▶ **EXERCISE PROMPT**
The answer must be every line of the records below that holds the word "fastutil".

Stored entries
----------
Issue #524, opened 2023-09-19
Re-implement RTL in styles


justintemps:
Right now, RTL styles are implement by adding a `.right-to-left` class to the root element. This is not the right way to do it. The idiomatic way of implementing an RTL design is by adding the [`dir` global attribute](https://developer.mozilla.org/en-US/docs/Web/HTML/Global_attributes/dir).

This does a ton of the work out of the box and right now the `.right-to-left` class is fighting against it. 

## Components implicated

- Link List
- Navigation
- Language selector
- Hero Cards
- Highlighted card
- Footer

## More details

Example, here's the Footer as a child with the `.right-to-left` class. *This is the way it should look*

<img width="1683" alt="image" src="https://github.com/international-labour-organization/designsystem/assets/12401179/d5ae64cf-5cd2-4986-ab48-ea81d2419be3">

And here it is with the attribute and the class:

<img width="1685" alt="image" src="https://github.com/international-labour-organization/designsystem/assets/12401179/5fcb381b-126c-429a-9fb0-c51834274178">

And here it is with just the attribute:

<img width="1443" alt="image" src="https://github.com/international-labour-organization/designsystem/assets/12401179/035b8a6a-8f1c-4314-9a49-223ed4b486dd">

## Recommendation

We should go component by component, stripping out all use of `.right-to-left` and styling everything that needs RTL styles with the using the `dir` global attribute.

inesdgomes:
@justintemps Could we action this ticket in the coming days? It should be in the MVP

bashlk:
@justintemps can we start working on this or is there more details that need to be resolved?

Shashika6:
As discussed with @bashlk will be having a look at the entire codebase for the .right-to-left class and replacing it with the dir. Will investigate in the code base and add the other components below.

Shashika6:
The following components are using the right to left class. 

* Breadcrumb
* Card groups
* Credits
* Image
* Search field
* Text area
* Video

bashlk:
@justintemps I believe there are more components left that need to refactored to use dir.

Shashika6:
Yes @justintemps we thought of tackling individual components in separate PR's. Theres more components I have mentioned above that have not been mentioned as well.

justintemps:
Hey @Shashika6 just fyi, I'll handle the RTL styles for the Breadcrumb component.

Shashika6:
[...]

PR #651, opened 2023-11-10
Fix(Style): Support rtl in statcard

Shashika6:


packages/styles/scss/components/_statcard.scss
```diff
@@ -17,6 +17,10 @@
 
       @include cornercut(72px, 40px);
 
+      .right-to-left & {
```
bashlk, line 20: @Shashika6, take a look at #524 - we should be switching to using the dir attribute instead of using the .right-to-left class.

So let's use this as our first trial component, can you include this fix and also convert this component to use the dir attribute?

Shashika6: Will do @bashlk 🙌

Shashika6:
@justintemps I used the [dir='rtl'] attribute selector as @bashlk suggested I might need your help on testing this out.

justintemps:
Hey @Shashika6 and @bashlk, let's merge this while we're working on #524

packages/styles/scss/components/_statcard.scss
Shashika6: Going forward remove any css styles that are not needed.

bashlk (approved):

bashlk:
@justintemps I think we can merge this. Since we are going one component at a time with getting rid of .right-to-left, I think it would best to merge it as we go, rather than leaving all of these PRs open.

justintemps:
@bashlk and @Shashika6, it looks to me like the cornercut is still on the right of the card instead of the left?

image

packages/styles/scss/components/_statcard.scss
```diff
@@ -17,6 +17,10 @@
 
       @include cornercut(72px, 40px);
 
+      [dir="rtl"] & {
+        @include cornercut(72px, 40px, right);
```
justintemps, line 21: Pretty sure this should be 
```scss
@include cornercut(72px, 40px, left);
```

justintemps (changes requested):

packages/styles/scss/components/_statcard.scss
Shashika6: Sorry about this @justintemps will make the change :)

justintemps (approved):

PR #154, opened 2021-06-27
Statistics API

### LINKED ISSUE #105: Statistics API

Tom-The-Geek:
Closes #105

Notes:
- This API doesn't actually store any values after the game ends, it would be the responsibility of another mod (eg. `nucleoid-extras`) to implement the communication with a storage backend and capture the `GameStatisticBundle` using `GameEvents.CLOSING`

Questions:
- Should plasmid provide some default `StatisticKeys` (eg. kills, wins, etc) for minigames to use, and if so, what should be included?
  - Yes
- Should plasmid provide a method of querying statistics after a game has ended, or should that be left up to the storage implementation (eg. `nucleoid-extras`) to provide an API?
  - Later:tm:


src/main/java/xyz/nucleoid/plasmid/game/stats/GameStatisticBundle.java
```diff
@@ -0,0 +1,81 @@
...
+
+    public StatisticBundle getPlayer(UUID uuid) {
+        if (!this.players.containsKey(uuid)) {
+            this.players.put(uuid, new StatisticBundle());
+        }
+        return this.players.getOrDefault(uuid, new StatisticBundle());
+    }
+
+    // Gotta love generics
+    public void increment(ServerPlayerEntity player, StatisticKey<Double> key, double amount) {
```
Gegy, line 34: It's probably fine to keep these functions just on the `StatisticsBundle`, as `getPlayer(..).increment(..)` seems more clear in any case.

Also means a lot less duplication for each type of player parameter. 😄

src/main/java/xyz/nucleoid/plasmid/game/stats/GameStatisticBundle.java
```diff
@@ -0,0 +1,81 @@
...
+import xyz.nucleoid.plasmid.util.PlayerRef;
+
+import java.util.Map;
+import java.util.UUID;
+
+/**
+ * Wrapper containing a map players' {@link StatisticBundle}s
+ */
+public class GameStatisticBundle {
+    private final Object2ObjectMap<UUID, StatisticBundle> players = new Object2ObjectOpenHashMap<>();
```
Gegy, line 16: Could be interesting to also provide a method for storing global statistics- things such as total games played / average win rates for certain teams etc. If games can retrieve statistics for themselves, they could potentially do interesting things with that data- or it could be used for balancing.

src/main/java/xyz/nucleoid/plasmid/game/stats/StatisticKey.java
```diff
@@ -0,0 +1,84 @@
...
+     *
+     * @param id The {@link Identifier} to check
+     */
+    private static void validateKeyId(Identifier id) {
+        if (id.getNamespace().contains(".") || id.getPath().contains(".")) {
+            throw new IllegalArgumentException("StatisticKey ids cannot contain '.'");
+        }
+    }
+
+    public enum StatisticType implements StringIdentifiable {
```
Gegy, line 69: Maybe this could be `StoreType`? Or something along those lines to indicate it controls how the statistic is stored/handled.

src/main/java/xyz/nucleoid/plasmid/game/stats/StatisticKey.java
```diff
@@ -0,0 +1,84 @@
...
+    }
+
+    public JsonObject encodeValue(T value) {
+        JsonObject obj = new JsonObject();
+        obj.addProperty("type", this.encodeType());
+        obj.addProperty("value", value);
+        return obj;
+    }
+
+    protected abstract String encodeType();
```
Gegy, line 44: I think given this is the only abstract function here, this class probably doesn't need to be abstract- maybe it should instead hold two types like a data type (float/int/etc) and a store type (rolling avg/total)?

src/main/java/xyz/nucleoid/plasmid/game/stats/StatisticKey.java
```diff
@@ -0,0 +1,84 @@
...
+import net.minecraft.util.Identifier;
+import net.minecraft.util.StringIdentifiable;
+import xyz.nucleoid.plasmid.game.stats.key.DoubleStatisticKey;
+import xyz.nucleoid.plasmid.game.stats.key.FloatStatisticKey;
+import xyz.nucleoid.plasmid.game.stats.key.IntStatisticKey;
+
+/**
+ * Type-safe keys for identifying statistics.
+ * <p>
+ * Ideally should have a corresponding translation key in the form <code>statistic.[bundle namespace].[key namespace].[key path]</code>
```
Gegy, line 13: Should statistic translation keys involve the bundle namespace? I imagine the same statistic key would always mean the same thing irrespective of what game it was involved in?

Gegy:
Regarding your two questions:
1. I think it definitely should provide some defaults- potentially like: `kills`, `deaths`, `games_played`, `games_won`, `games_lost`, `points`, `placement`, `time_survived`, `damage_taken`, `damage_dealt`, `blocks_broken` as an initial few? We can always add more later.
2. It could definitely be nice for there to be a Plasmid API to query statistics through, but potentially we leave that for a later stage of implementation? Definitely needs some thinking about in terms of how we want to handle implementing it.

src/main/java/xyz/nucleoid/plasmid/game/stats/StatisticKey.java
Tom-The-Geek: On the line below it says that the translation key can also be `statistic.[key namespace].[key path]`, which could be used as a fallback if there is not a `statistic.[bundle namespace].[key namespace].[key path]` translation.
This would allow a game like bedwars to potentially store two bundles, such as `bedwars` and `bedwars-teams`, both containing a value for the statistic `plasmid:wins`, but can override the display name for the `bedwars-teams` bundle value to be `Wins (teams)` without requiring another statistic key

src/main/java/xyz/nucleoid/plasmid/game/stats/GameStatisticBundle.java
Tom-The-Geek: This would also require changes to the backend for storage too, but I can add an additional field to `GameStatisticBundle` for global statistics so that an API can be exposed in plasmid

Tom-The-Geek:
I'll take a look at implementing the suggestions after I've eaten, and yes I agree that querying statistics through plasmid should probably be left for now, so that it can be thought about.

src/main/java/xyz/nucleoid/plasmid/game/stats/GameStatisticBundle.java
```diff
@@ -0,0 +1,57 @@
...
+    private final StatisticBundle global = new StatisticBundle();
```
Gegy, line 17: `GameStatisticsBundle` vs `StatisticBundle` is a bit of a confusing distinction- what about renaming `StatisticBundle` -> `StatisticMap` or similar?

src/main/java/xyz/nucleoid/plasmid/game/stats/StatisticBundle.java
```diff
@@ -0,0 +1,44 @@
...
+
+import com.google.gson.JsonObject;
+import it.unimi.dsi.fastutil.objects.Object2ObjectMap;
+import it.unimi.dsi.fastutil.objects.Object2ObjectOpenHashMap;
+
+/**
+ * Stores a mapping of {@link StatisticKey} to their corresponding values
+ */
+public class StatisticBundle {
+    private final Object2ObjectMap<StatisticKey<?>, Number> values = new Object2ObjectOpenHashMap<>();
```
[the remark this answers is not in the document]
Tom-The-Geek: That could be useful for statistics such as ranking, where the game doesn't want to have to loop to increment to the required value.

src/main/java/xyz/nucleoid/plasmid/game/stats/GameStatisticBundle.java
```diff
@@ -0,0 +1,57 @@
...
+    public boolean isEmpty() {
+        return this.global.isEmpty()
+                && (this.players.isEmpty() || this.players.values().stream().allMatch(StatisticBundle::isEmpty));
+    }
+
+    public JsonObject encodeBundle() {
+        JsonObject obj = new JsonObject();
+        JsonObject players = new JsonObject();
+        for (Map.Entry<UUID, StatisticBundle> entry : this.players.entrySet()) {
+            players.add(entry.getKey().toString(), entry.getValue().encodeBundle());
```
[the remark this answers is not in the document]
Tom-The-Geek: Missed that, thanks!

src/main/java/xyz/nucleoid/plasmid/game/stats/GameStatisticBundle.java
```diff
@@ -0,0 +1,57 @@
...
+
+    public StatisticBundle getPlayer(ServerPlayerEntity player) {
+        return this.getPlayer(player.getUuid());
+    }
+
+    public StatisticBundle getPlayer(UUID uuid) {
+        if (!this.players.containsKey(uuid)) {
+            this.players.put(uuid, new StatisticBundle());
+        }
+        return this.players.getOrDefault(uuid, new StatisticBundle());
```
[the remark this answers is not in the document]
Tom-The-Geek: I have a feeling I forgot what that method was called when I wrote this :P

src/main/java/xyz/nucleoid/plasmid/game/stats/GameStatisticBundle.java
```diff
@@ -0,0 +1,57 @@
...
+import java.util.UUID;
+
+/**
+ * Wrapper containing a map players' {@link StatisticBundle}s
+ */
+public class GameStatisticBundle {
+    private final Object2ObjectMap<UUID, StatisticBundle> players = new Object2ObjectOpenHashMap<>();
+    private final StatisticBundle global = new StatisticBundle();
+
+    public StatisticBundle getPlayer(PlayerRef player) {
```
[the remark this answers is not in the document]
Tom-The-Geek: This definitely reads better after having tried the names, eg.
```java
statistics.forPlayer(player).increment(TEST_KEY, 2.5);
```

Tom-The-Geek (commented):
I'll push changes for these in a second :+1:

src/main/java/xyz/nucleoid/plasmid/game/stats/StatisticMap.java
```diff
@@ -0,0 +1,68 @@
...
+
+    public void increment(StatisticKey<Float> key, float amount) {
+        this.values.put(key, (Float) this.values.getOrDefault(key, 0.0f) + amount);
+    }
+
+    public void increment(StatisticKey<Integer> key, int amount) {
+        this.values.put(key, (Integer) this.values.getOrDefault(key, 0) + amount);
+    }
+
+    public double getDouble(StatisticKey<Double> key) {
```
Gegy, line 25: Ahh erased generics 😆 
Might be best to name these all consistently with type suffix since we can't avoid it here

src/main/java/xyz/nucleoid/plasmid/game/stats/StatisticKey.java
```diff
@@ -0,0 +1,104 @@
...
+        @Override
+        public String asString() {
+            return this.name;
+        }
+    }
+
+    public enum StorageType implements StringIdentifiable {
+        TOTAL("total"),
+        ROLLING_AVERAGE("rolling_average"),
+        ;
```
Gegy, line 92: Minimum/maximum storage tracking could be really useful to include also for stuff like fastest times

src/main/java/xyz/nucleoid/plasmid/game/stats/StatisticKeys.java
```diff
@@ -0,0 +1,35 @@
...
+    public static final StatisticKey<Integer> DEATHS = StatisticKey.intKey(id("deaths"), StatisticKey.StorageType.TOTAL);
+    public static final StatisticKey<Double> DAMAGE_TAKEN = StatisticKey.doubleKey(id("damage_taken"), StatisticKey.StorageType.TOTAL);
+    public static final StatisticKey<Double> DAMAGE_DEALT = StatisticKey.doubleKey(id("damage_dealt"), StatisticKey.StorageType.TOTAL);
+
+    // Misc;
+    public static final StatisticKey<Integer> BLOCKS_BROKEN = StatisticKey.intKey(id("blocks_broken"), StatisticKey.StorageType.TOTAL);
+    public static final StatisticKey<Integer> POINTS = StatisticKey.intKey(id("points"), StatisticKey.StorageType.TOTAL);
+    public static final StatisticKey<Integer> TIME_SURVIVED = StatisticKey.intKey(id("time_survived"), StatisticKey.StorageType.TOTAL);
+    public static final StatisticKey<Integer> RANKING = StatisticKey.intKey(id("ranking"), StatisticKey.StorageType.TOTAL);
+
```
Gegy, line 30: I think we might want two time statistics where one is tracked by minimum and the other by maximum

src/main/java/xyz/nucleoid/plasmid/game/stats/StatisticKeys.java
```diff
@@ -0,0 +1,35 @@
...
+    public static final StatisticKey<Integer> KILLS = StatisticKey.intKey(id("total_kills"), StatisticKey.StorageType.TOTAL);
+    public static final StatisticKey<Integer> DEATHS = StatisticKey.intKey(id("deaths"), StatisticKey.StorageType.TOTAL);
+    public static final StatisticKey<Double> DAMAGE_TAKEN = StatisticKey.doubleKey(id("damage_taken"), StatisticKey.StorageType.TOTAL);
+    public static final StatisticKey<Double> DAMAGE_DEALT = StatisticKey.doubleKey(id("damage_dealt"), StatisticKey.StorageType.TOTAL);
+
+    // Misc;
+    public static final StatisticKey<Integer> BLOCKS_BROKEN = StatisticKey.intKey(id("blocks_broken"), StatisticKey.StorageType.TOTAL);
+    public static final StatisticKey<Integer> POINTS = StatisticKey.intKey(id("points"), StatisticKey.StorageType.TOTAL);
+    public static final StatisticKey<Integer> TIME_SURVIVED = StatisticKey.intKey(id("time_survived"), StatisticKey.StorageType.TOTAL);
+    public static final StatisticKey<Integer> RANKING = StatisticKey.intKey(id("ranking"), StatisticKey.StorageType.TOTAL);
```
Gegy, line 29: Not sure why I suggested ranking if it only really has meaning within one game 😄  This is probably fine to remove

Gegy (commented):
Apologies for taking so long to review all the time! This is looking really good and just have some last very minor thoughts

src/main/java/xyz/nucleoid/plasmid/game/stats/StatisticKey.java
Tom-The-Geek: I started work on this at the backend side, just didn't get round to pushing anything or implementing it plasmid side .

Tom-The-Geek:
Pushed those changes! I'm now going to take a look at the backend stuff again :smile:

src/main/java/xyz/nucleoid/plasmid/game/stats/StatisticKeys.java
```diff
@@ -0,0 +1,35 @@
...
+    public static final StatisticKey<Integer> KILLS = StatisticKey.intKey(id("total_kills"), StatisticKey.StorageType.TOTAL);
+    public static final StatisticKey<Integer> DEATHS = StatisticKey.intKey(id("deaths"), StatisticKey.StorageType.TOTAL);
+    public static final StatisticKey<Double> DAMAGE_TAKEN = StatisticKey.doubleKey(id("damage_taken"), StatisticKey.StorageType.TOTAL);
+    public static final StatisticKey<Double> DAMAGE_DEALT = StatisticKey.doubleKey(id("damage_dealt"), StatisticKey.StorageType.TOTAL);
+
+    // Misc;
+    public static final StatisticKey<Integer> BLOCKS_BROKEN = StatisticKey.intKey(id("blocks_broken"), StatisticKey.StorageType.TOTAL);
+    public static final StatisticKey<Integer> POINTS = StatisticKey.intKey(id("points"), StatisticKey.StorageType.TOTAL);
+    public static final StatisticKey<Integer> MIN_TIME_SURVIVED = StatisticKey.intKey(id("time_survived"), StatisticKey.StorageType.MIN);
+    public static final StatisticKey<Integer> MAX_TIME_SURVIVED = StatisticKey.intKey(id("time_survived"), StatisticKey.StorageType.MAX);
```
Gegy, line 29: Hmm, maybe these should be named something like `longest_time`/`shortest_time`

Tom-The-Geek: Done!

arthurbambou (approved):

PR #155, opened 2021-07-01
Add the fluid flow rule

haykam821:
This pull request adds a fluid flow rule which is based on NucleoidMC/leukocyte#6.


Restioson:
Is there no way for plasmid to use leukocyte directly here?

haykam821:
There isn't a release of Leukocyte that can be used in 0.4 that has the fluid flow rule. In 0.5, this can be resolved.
----------
▶ **WRITTEN ANSWER**
+import it.unimi.dsi.fastutil.objects.Object2ObjectMap;
+import it.unimi.dsi.fastutil.objects.Object2ObjectOpenHashMap;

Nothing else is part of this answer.